Quantization with Unified Adaptive Distillation to enable multi-LoRA based one-for-all Generative Vision Models on edge
AI 摘要
提出QUAD框架,通过量化和知识蒸馏实现多LoRA共享模型在边缘设备上的高效部署。
主要贡献
- 提出QUAD量化感知训练策略
- 设计统一的LoRA权重处理框架,支持动态任务切换
- 在移动NPU上实现并验证了系统的效率和效果
方法论
通过量化感知训练对齐多LoRA适配器,并结合知识蒸馏保证视觉质量,实现单模型多任务。
原文摘要
Generative Artificial Intelligence (GenAI) features such as image editing, object removal, and prompt-guided image transformation are increasingly integrated into mobile applications. However, deploying Large Vision Models (LVMs) for such tasks on resource-constrained devices remains challenging due to their high memory and compute requirements. While Low-Rank Adapters (LoRAs) enable parameter-efficient task adaptation, existing Mobile deployment pipelines typically compile separate model binaries for each LoRA + a copy of the foundation model, resulting in redundant storage and increased runtime overhead.

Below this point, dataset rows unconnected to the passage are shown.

PR #1050, opened 2022-02-01
Add header and footer

### LINKED ISSUE #1047: Add header and footer template configs
When having multiple release drafts a nice feature would be `header` and `footer` templates. These should work exactly like the `template` config (you can also think of it like splitting the original `template` config into three parts).
The use case we have is that we want the same footer on each release note, no matter which repository in our organization gets released. In the footer we could thank our premium sponsors, add additional generic information (like support contact addresses), etc. Because different repos have different release notes bodies, we could put a `base.yml` release notes in our `.github` repo that contains the `footer` template and then we could just `_extend` from that base tempate, still giving each release draft the possibility to have it's own custom `template` config.
Right now we would have to add this information to each release draft, which obviously isn't really nice (specially if you have to add premium sponsors, you have to updated each draft instead of just one base draft).

mkurz:
Fixes #1047

### DIFF
--- a/README.md
+++ b/README.md
@@ -109,6 +109,8 @@ You can configure Release Drafter using the following key in your `.github/relea
 | Key                        | Required | Description                                                                                                                                                                |
 | -------------------------- | -------- | -------------------------------------------------------------------------------------------------------------------------------------------------------------------------- |
 | `template`                 | Required | The template for the body of the draft release. Use [template variables](#template-variables) to insert values.                                                            |
+| `header`                   | Optional | Will be prepended to `template`. Use [template variables](#template-variables) to insert values.                                                                           |
+| `footer`                   | Optional | Will be appended to `template`. Use [template variables](#template-variables) to insert values.                                                                            |
 | `category-template`        | Optional | The template to use for each category. Use [category template variables](#category-template-variables) to insert values. Default: `"## $TITLE"`.                           |
 | `name-template`            | Optional | The template for the name of the draft release. For example: `"v$NEXT_PATCH_VERSION"`.                                                                                     |
 | `tag-template`             | Optional | The template for the tag of the draft release. For example: `"v$NEXT_PATCH_VERSION"`.                                                                                      |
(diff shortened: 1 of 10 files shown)


mkurz:
@jetersen After adding tests this is ready to review and hopefully merge. Thanks!

jetersen (approved):

jetersen:
Again thank you for your contribution 🙌

mkurz:
Again thank you!

jetersen:
I'll put a tag on first thing tomorrow 😉 but bedtime is calling 😊

mkurz:
:+1: Actually there is a bug regarding `_extends` in https://github.com/probot/octokit-plugin-config, I am working on a fix right now, so maybe we can wait with the release. Let's talk tomorrow.

mkurz:
@jetersen That is the bug I was talking about which also affects release-drafter: https://github.com/probot/octokit-plugin-config/issues/166
Fix is here: https://github.com/probot/octokit-plugin-config/pull/167

jetersen:
whether dependency supports .github repo _extends or not have nothing to do with header and footer? 🤔

mkurz:
Actually we want to put footer in a main config and a couple of configs will extend from it, all placed within the `.github` repo. So for us we need both to work correctly, so that's why I thought lets wait for the `octokit-plugin-config` fix and put everything in one release.
However of course technically they are not related.
AFAIK releasing is just pushing tag, feel free to do so. However as soon as the octokit-plugin-config fix lands it would be nice to cut another release. Thanks!

jetersen:
a release is only a tag away so meh 😅

mkurz:
@jetersen so we have a new release of octokit-plugin-config: https://github.com/probot/octokit-plugin-config/releases/tag/v1.1.5
Can you release also release a new relase drafter version with that dependency? And also move the v5 tag? Thanks!

jetersen:
@mkurz https://github.com/release-drafter/release-drafter/releases/tag/v5.18.1

mkurz:
@jetersen Thank you very much! Have a nice weekend!

PR #1058, opened 2022-02-07
Only consider commits before `commitish`, if provided

### LINKED ISSUE #1053: Only consider commits that come before `commitish`?
As I understand right now, only branch names are properly supported as values for `commitish`, having something like a commit sha there does not yield expected results. This is basically a suggestion to support at least commit hashes there (and by extension perhaps everything else?).

Imagine a `master` branch with commits `A -> B -> C (HEAD)` (all of them PR merge commits to keep it simple), and a workflow for that branch which is roughly "test -> build -> run release-drafter". Each of the commits triggers this workflow, and runs for successive commits are not concurrent.
So if the workflow for `B` is running, and `C` is merged meanwhile, I would still like release-drafter to:
- create/update the release targeting commit `B`, since that's what's tested and built so far. Using `commitish: ${{ github.sha }}` works great for creating and https://github.com/release-drafter/release-drafter/pull/1052 enables the same for updating.
- include only `A` and `B` in the release notes. Instead, `C` is also included even though it's not yet "ready", and as I understand there's currently no way to tell it otherwise.

Does this make any sense? :)

Having poked around the code a little I am tempted to try something like `after = commitish` in this query:
https://github.com/release-drafter/release-drafter/blob/master/lib/commits.js#L20
But I wonder if I'm thinking in the right direction.

mikeroll:
Resolves #1053 

When searching for commits to be included in the release notes, if `commitish` is supplied, it is first resolved to a commit sha. That commit sha is then used a starting point for the graphql query. This allows us to generalize the process and support both "static" (commits, tags) and "dynamic" (branches) `commitish` values.
This does not affect `target_commitish` of the release, which will always be the value provided, with no modifications.

Demo repository is here:
https://github.com/mikeroll/release-drafter-1053/releases
https://github.com/mikeroll/release-drafter-1053/actions
Each of the 4 actions correspond to release-drafter configured differently. Added @jetersen to contributors if you want to play around, any of those actions may be restarted to see the different behaviours.
`no-commitish` - uses the repository's default branch, as before. The action is for an old commit, but even if re-run it will include all the later commits in the release, as before.
`commitish-as-branch` - same as above, with the branch specified explicitly.
`commitish-as-sha{,-2}` - the sha of the commit being built (`${{ github.sha }}`) is set as the release target (already worked before) and only the commits up to and including this one are included in the release notes, i.e. the build for commit 3 does not add commit 4.

### DIFF
--- a/index.js
+++ b/index.js
@@ -167,6 +167,7 @@ module.exports = (app, { getRouter }) => {
       await findCommitsWithAssociatedPullRequests({
         context,
         ref,
+        up_to_commitish: commitish,
         lastRelease,
         config,
       })
--- a/lib/commits.js
+++ b/lib/commits.js
@@ -68,6 +68,7 @@ const findCommitsWithAssociatedPullRequestsQuery = /* GraphQL */ `
 const findCommitsWithAssociatedPullRequests = async ({
   context,
   ref,
+  up_to_commitish,
   lastRelease,
   config,
 }) => {
@@ -84,17 +85,35 @@ const findCommitsWithAssociatedPullRequests = async ({
   const dataPath = ['repository', 'object', 'history']
   const repoNameWithOwner = `${owner}/${repo}`
 
+  log({ context, message: `Fetching commits for reference ${ref}` })
+
+  // Resolving commitish to a commit sha so that we can use it as a GraphQL cursor
+  let up_to_commit
+  if (up_to_commitish) {
+    let resolved_commitish = await context.octokit.repos.getCommit({
+      owner,
+      repo,
+      ref: up_to_commitish,
+    })
+    up_to_commit = resolved_commitish.data.sha
+    log({ context, message: `Including commits up to ${up_to_commit}` })
+  }
+
   let data, commits
   if (lastRelease) {
     log({
       context,
-      message: `Fetching all commits for reference ${ref} since ${lastRelease.created_at}`,
+      message: `Including commits since ${lastRelease.created_at}`,
     })
 
     data = await paginate(
       context.octokit.graphql,
       findCommitsWithAssociatedPullRequestsQuery,
-      { ...variables, since: lastRelease.created_at },
+      {
+        ...variables,
+        since: lastRelease.created_at,
+        after: up_to_commit && `${up_to_commit} 0`,
+      },
       dataPath
     )
     // GraphQL call is inclusive of commits from the specified dates.  This means the final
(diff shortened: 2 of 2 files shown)


mkurz:
I think you completely misused the `commitish` config. The `commitish` config solely exists to set the `target_commitish` property of a github release. So basically that property means "this release was done from this ref" (ref usually being a branch).
Now what you do is you take this config, use it for something completely different. If you create a release with this pull request applied and use the `commitish` config for your "up-to-commit" concept, this will end up creating a release whose meta data ( = target_commitish property which got set via release drafters' commitish config) are not correct. I don't even know if GitHub accepts a `target_commitish` which is not a branch but just some sha.
Do you know what I mean? If not please have a look in the code what the `commitish` config is used for right now, it is NOT used to determine anything which release or commit to use. It just gets passed through to add meta data to a GitHub release.

mikeroll:
> Now what you do is you take this config, use it for something completely different. If you create a release with this pull request applied and use the commitish config for your "up-to-commit" concept, this will end up creating a release whose meta data ( = target_commitish property which got set via release drafters' commitish config) are not correct.

Please see the diff - nothing about releases there, `commitish` is only resolved to a sha when searching for commits to include. 
Having `commitish: release-branch` will still set `target_commitish: "release-branch"` on the release because that's what you asked, no magic.

The actual change is this: if I want my release/tag on `release-branch`, might as well search and include commits which are on that same `release-branch` (this PR), and not on the repository's default branch (current behaviour), no? If `release-branch` is the default branch - nobody notices, but if it's not - stuff breaks down as you described in #1061, simply because it's looking in the wrong place.

If I could do `after: "release-branch 0"` in the GraphQL query, I would, but it needs a commit hash so I give it one - of commit that `release-branch` points to. 

> I don't even know if GitHub accepts a `target_commitish` which is not a branch but just some sha.

The [definition](https://git-scm.com/docs/gitglossary#Documentation/gitglossary.txt-aiddefcommit-ishacommit-ishalsocommittish) of `commitish` is roughly "anything that points to a specific commit" as per Git, and Github seems to play along with that as far as I looked, and yes `target_commitish` also works perfectly.

mikeroll:
I was actually wrong - the commit search is fine right now, and the PR does not fix anything regarding that. It just adds the possibilty to stop at a certain commit, if that's what's set as `commitish`.

mikeroll:
Closing in favor of #1065

PR #1062, opened 2022-02-08
Sync docker/action.yml with action.yml

mkurz:


jetersen:
I wonder if we could write a test for it? I miss it everytime 😢

mkurz:
Maybe. It's not my priority right now. If I find time yes.

Issue #935, opened 2021-09-02
Only include commits that contain modifications to a path prefix


blast-hardcheese:
I'd like to have multiple configurations of `release-drafter` in order to maintain multiple distinct versions in the same repository.

`release-drafter` does permit configuring a tag prefix, as well as custom template locations, so the only missing component is the ability to choose which commits to include.

From the CLI, I'm looking at something like:

```
user$ git log --oneline -- module/foo/src/main  # This would be tracked in foo-v1.2.3
user$ git log --oneline -- module/bar/src/main  # This would be tracked in bar-v2.3.4
```

I'm happy to do the work here, just opening this issue to announce intent.

blast-hardcheese:
I've got a proof of concept set up, I'll clean up the code and submit a PR after I've used it for a bit in my project

jetersen:
newer version supports multiple `_extends` for configs levels

`filter-by-commitish` should help you

blast-hardcheese:
@jetersen It seems as though `filter-by-commitish` would be used to maintain multiple individual branches, but I'm trying to release multiple multiple modules, colocated in `master` -- am I misunderstanding something here?

jetersen:
So do you release all modules at once in the same release, ie what your looking for is grouping releases inside the draft according to path.

Or would you want each module to be in an individual release making separate release drafts?

blast-hardcheese:
The latter -- Each module is binary compatible with the others, so if the modules are structured as a tree (`core` branching out to leaf modules with highly specific functionality), I should be able to bump the leaf modules without having to release all other modules.

It may be easiest to see how I've got things set up in my project:

- [Releases](https://github.com/guardrail-dev/guardrail/releases)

In this work, we present a unified framework for enabling multi-task GenAI inference on edge devices using a single shared model. Our key idea is to treat LoRA weights as runtime inputs rather than embedding them into the compiled model graph, allowing dynamic task switching at runtime without recompilation. Then, to support efficient on-device execution, we introduce QUAD (Quantization with Unified Adaptive Distillation), a quantizationaware training strategy that aligns multiple LoRA adapters under a shared quantization profile. We implement the proposed system with a lightweight runtime stack compatible with mobile NPUs and evaluate it across multiple chipsets. Experimental results demonstrate up to 6x and 4x reduction in memory footprint and latency improvements, respectively, while maintaining high visual quality across multiple GenAI tasks.